I tried to sort the file with picard:
$ picard SortVcf -I MtSinai_PacBio/variants.vcf -O MtSinai_PacBio_variants.vcf -Xms1g -Xmx100g --TMP_DIR ../tmp/picard/ &>> 2022-01-26_picard_output.MtSinai_PacBio.log
but this results in an error aswell:
Runtime.totalMemory()=5727846400
To get help, see http://broadinstitute.github.io/picard/index.html#GettingHelp
Exception in thread "main" htsjdk.tribble.TribbleException: The provided VCF file is malformed at approximately line number 819567: unparsable vcf record with allele TGA...CCT, for input source: file:///.../MtSinai_PacBio/variants.vcf
at htsjdk.variant.vcf.AbstractVCFCodec.generateException(AbstractVCFCodec.java:887)
at htsjdk.variant.vcf.AbstractVCFCodec.checkAllele(AbstractVCFCodec.java:678)
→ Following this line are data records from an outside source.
Issue #3334, opened 2018-05-31
[Update Request] borgmatic 1.1.15 (part of borg)


kBite:
`borg` `v1.1.5-2` bundles `borgmatic` version `1.0.3`, latest is `1.1.15`. Can someone please update the package?

I was able to successfully build `borgbackup_rtd1296-6.1_1.1.5-2.spk` with Docker, so bumping `borgmatic` version seems uncomplicated:

```
diff --git a/spk/borgbackup/src/requirements.txt b/spk/borgbackup/src/requirements.txt
index 93406ef..2136059 100644
--- a/spk/borgbackup/src/requirements.txt
+++ b/spk/borgbackup/src/requirements.txt
@@ -3,4 +3,4 @@
 #msgpack-python==0.4.8
 
 # Downloaded dependencies
-borgmatic==1.0.3
+borgmatic==1.1.15
```

ymartin59:
@yuroller Hello Yuri. May you please propose a PR with borgmatic update? Thank you in advance.

PR #3355, opened 2018-06-21
borgbackup: update to 1.1.6

yuroller:
_Motivation:_ Update borgbackup to 1.1.6
_Linked issues:_ #3334

The update requires update to python-msgpack, so I had to modify also python and python3 packages that are using msgpack.

### Checklist

Little testing on DS212+ with DSM-6.0.2:
* verify data of a backup repo done with previous version of borgbackup
* append new data to backup repo

### DIFF
--- a/cross/borgbackup/Makefile
+++ b/cross/borgbackup/Makefile
@@ -1,5 +1,5 @@
 PKG_NAME = borgbackup
-PKG_VERS = 1.1.5
+PKG_VERS = 1.1.6
 PKG_EXT = tar.gz
 PKG_DIST_NAME = $(PKG_NAME)-$(PKG_VERS).$(PKG_EXT)
 PKG_DIST_SITE = https://files.pythonhosted.org/packages/source/b/$(PKG_NAME)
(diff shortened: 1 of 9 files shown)


ymartin59:
@yuroller I think you missed to update borgmatic version in `requirement.txt`, or do I mistaken?

yuroller:
requirements.txt has been updated, but just for reference, because it mostly contains comments

ymartin59:
@yuroller Please check this line `borgmatic==1.0.3` in requirements.txt... Requester expects a more recent version.

ymartin59:
Thanks for details. From my point of view, framework "wheels" support should do the trick... the only required change is to remove the "no-arch" switch. Let's have a try, it should not be long. If so, no need to split packages for borgbackup/borgomatic.

yuroller:
Sorry, but I am very busy in this period: I will try to update borgmatic as soon as I can.

yuroller:
I was able to upgrade to latest (=1.2.1) borgmatic package which depends on ruamel.yaml python package.
I had to create a cross package configuration for ruamel.yaml, because it includes a C language extension, then add it as a dependency to python3 package.
Tomorrow I try to clean a bit the modifications and do some more tests, then I will propose a pull request.

Safihre:
@yuroller Since borgbackup package is already arch-specific, why add the new dependency to the `python3` package? 
That would require _everyone_ to update their Python 3. You should add it to the `borgbackup` package. Just like `sabnzbd` does.

yuroller:
Till yesterday I was not able to correctly have the cross compiled version of the ruamel.yaml extension module (dependency of borgmatic), but looking at sabnzbd package I spotted a difference: I am missing 

Probably if I add that line to borgbackup Makefile, the extension module gets built correctly.
I am trying this evening and report back.

yuroller:
See #3418

PR #3363, opened 2018-06-28
Improve package INFO generation

### LINKED ISSUE #2966: Support for DSM 6.2 (firmware version): jackett...
Probably additional behaviors has to be added in synospk repository code.

ymartin59:
Base of SDK Developer Guide updates.

Resolves #2966

Idea is to generate DSM 5.2 package also compliant for DSM 6.x, including both `firmware` and `os_min_ver`, when building with 5.2 toolchain

### DIFF
--- a/mk/spksrc.spk.mk
+++ b/mk/spksrc.spk.mk
@@ -126,12 +126,18 @@ else ifneq ($(strip $(OS_MIN_VER)),)
 	@echo os_min_ver=\"$(OS_MIN_VER)\" >> $@
 else ifneq ($(strip $(TC_FIRMWARE)),)
 	@echo firmware=\"$(TC_FIRMWARE)\" >> $@
+	@echo os_min_ver=\"$(TC_FIRMWARE)\" >> $@
 else ifneq ($(strip $(TC_OS_MIN_VER)),)
 	@echo os_min_ver=\"$(TC_OS_MIN_VER)\" >> $@
 else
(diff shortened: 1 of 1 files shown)


ymartin59:
@publicarray @BenjV @Safihre What do you think about it?

publicarray:
If this will fix things go ahead but synology doesn't like having both `firmware` and `os_min_ver` in the INFO file at the same time, It's one or the other.

Safihre:
> If this will fix things go ahead but synology doesn't like having both firmware and os_min_ver in the INFO file at the same time, It's one or the other.

We know that for sure?

ymartin59:
I consider it as "Synology (developers) do not like having both"... but DSM Package Center probably does not care. I will do tests with sickbeard-custom to confirm that both DSM 5.2 and DSM 6.2 agree.

publicarray:
> Synology (developers) 

Yea good point and that is what I should have to said.

BenjV:
I have tested an installation of a package with both **firmware** and **os_min_ver** in the INFO file under DSM 6.2 and it worked fine.
This can be put in the INFO file and it worked flawless

> firmware="3.1-1594"
> os_min_ver="3.1-1594"
> 
> 

I did not test it on lower DSM versions, but normaly the package centre ignore everthing it does not recognize so I expect not problems there.

Safihre:
I think something broke, all my builds fail: https://travis-ci.org/Safihre/spksrc/jobs/398592185

Issue #3251, opened 2018-03-25
Design: new package "SynoCli disk"


ymartin59:
Create a package for small command line utilities dedicated to disk/file system manipulation.
Revival of #2261
Tools candidates:
- e2fsprogs (from testdisk)
- testdisk (replace standalone package)
- ncdu #2226
- davfs2 #1974
- lsscsi #2270 
- fuse [cross package](https://github.com/SynoCommunity/spksrc/tree/master/cross/fuse)

Any other ideas?
Wanted contribution: an generic icon for "SynoCli" package group, with "disk" text addition for category

PR #3364, opened 2018-06-28
DAR Disk ARchive

spacifici:
_Motivation:_ adding DAR, the Disk ARchive. dar is a shell command that backs up from a single file to a whole filesystems, taking care of hard links, Extended Attributes, sparse files, MacOS's file forks, any inode type (including Solaris Door inodes), etc.

### Checklist


ymartin59:
Thanks for contributing. This tool is probably interested for future "SynoCli disk" package: https://github.com/SynoCommunity/spksrc/issues/3251

spacifici:
It doesn't seem a bad idea, do you need help with #3251? Maybe later I will have time to draft something out.

Safihre:
We would really like help with #3251! :)

hgy59:
@spacifici thanks again for your great work.
DAR is now integrated into synocli-disk and available as single package under /diyspk/dar.

Issue #3387, opened 2018-07-17
Improve start-stop-status status


publicarray:
Specificity the following exit status codes should be used when running `start-stop-status status`

> 0: package is running.
> 1: program of package is dead and /var/run pid file exists.
> 2: program of package is dead and /var/lock lock file exists
> 3: package is not running
> 4: package status is unknown
> 150: package is broken and should be reinstalled. Please note, broken status (150) is only supported by DSM 4.2 and later.

https://developer.synology.com/developer-guide/synology_package/scripts.html

Currently we exit with 0 (package is running) or 1 (package is not running)

BenjV:
Actually the return code should be 0 or 3

Status 1: does not occur, because the start-stop-status script removes the pidfile when the process is no longer running because various applications do not start if a (old)pidfile is already there.
Status 2: does not exists, no lockfile is used.
Status 4: does not exists it is either running(0) or not running(3).
Status 150: is not possible to determine in the start-stop-status script.

publicarray:
Agreed but that’s not what I think our current script does

ymartin59:
Thanks for reviewing documentation. I will fix generic scripts:
- `spksrc.service.start-stop-status`
- `spksrc.service.start-stop-daemon`
- `spksrc.service.non-startable`

PR #3390, opened 2018-07-19
framework: fix busybox start-stop-daemon support for service

ymartin59:
- discard non relevant options, add pid file
- run as root in conf/privilege for DSM 6
- fix status return codes

_Linked issues:_ #3387 #3094


Safihre:
So I understand correctly that the problem was that it doesn't run as root?

ymartin59:
Not only. `HOME` environment variable was not set even with use of `env`. So my usage of `export` in `service_prestart`.

Safihre:
:+1:

ymartin59:
Sorry. I tried to publish two PRs at the same time and one has just "vanished" (don't know where/why) and explain why you cannot understand what was behind. So I now have to rebase your branch from #3094 with my changes for review...

PR #3391, opened 2018-07-19
Fix syncthing startup and use default webui port

ymartin59:
Minor changes: busybox start-stop-daemon usage and translations
Depends on #3094 and #3390


acolomb:
@Safihre maybe I should create separate issues for these, but since you seems to be currently working on the Syncthing package, I wanted to ask first whether you have this on your radar:

1. Apparently your new version uses the `*_ARCHES` variables correctly, so the missing build for rtd1293 (DS418j) I've been waiting for should arrive when this new version gets published?
2. Current Syncthing upstream version is 0.14.48 as of writing.  Will you update to that before this PR gets published?  Or should I try to dig into spksrc and prepare a separate PR?
3. According to https://docs.syncthing.net/users/firewall.html, the standard GUI port is TCP/8384.  Do you have any intentions to switch from the current TCP/7070 for new installs on DSM?
4. The same document states that 22000 (sync) and 8384 (GUI) are TCP, while 21027 (discovery) is UDP.  That is not how I read the current list in `spksrc/spk/syncthing/src/syncthing.sc`.  Does it allow to be more precise?
5. The Syncthing GUI uses its own self-signed SSL certificate.  Can that be integrated into the DSM Certificate management GUI, where you can choose among installed certificates for different services?  Or at least point it at the system "default certificate".

Thanks in advance for answering these questions.  If you'd like, I have a DS418j and a DS218j, both up-to-date on DSM 6.2 available for testing.  Haven't got around to learn building spksrc packages myself yet, but I would gladly help you in testing your builds of Syncthing.

Safihre:
@acolomb I only did a quick conversion to the new DSM5+6 service framework and the fix of your point 1.
The rest will have to be corrected after that. The ports is something that I just copied from the existing package, I actually know very little about that.

acolomb:
I could not get the package to work yet with this PR.  Setup Docker, built using `make arch-rtd1296-6.1` and installed from the built spk file.  DSM Version: DSM 6.2-23739 Update 2 (DS418j, rtd1293)

It does not start from GUI, always remains at "Stopped" state.  When trying to start via SSH, I get:

```
admin@restbox:/var/packages/syncthing/scripts$ sudo ./start-stop-status start
./service-setup: line 6: [: : integer expression expected
./start-stop-status: line 43: start-stop-daemon: command not found
Starting  ...
./start-stop-status: line 27: start-stop-daemon: command not found
```

Seems like `SYNOPKG_DSM_VERSION_MAJOR` is not defined, and the start-stop-daemon command is missing.  What am I missing?  Do I need to install additional tools on the DiskStation?

Safihre:
You also can't just call the start script anymore from the commandline. You have to use `synopkg` command.

acolomb:
Thanks for the hint.  Then https://github.com/SynoCommunity/spksrc/blob/master/CONTRIBUTING.md#issue-content needs updating I guess :-)

ymartin59:
@acolomb Sure. I have created a specific FAQ entry: https://github.com/SynoCommunity/spksrc/wiki/Frequently-Asked-Questions#how-to-query-package-status-from-command-line

acolomb:
@ymartin59 Sorry for not responding earlier, I've been busy.

I just tested the published package on both my DS418j and DS218j, and it works perfectly after adding setting it up under Settings > Privileges.

Thanks for your work on this!

agsfbm6:
@acolomb I am a not very linux literate user and am trying to get Syncthing running on my Synology DS213+, DSM 6.2. After installing the Syncthing package via DSM package manager I still do not manage to get Syncthing to run via the DSM GUI. Under Control Panel -> Privileges I edited Syncthing application privileges and allowed group 'sc-syncthing'. There is no specific Syncthing user set up. Still I cannot get the service to start. Could you advise how to proceed? When I click on the Syncthing Icon it tries to open the webui at port 8384, I thus guess that the latest version with the above discussed changes is installed? Installed version is displayed as 0.14.49-15.

Thank you guys for your support!

acolomb:
Did you also hit "Run" from the Package Center page? What is the status saying there? 

If you cannot reach the Web GUI, check if your firewall is enabled. If so, you can choose the appropriate port from the predefined application list.

Have you run the previous package version before? The package doesn't update Syncthing's config for the new GUI port. Try reaching it over the old default port 7070 and change the GUI listen address within its settings to the new port 8384, then restart Syncthing.

agsfbm6:
> Did you also hit "Run" from the Package Center page? What is the status saying there?

Yes. It flickers for ~10sec and states 'Loading...' but status remains unchanged.

> If you cannot reach the Web GUI, check if your firewall is enabled. If so, you can choose the appropriate port from the predefined application list.

Firewall is running and I allowed both the webui and sync ports.

> Have you run the previous package version before?

No. I did a first clean install via DSM packet manager yesterday. UI cannot be reached via old port either but I think the cause is rather that the service just doesnt start.

I restarted the diskstation and am logged in as administrator. Syncthing didnt start automatically and cannot be started manually.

at htsjdk.variant.vcf.AbstractVCFCodec.parseAlleles(AbstractVCFCodec.java:640)
at htsjdk.variant.vcf.AbstractVCFCodec.parseVCFLine(AbstractVCFCodec.java:443)
at htsjdk.variant.vcf.AbstractVCFCodec.decodeLine(AbstractVCFCodec.java:384)
at htsjdk.variant.vcf.AbstractVCFCodec.decode(AbstractVCFCodec.java:328)
at htsjdk.variant.vcf.AbstractVCFCodec.decode(AbstractVCFCodec.java:48)
at htsjdk.tribble.AsciiFeatureCodec.decode(AsciiFeatureCodec.java:70)
at htsjdk.tribble.AsciiFeatureCodec.decode(AsciiFeatureCodec.java:37)
at htsjdk.tribble.TribbleIndexedFeatureReader$WFIterator.readNextRecord(TribbleIndexedFeatureReader.java:375)
at htsjdk.tribble.TribbleIndexedFeatureReader$WFIterator.next(TribbleIndexedFeatureReader.java:354)
at htsjdk.tribble.TribbleIndexedFeatureReader$WFIterator.next(TribbleIndexedFeatureReader.java:315)
at picard.vcf.SortVcf.sortInputs(SortVcf.java:164)
at picard.vcf.SortVcf.doWork(SortVcf.java:98)
at picard.cmdline.CommandLineProgram.instanceMain(CommandLineProgram.java:308)
at picard.cmdline.PicardCommandLine.instanceMain(PicardCommandLine.java:103)
at picard.cmdline.PicardCommandLine.main(PicardCommandLine.java:113)
here is the variant:
$ sed '819567q;d' MtSinai_PacBio/variants.vcf
chr2 108832254 svim.DEL.17471 TGA...CCT T 1 PASS SVTYPE=DEL;END=109522633;SVLEN=-690379;SUPPORT=1;STD_SPAN=.;STD_POS=.;READS=m150131_015113_42163R_c100780292550000001823166508251570_s1_p0/103911/7208_10342 GT:DP:AD ./.:.:.,.
This could be another problem, as picard runs through for the 10X Genomics dataset.